PR #825, opened 2022-01-10
fix: fix CI by forcing colors@1.4.0

Rauno56:

`colors` a widely used terminal styling package is causing our CI to crash. Not sure when that will be fixed and how so meanwhile I'll add a dev dependency on colors@1.4.0 to force npm to install an older version.


legendecas (approved):
Can we use the npm [overrides](https://docs.npmjs.com/cli/v8/configuring-npm/package-json#overrides)? Though it is only available on npm v8.3.0 and later.

dyladan (approved):
LGTM % the question about overrides

Rauno56:
Yeah, it doesn't help us on node <16 :(

Rauno56:
I'll merge this for now. It's definitely not a permanent solution.
https://github.com/open-telemetry/opentelemetry-js-contrib/issues/826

****************

The task → Beginning with the line that has "fix: fix CI by forcing colors@1.4.0", set down every line of the entries above through the final one, unchanged.

Output of the task →
fix: fix CI by forcing colors@1.4.0

Rauno56:

`colors` a widely used terminal styling package is causing our CI to crash. Not sure when that will be fixed and how so meanwhile I'll add a dev dependency on colors@1.4.0 to force npm to install an older version.


legendecas (approved):
Can we use the npm [overrides](https://docs.npmjs.com/cli/v8/configuring-npm/package-json#overrides)? Though it is only available on npm v8.3.0 and later.

dyladan (approved):
LGTM % the question about overrides

Rauno56:
Yeah, it doesn't help us on node <16 :(

Rauno56:
I'll merge this for now. It's definitely not a permanent solution.
https://github.com/open-telemetry/opentelemetry-js-contrib/issues/826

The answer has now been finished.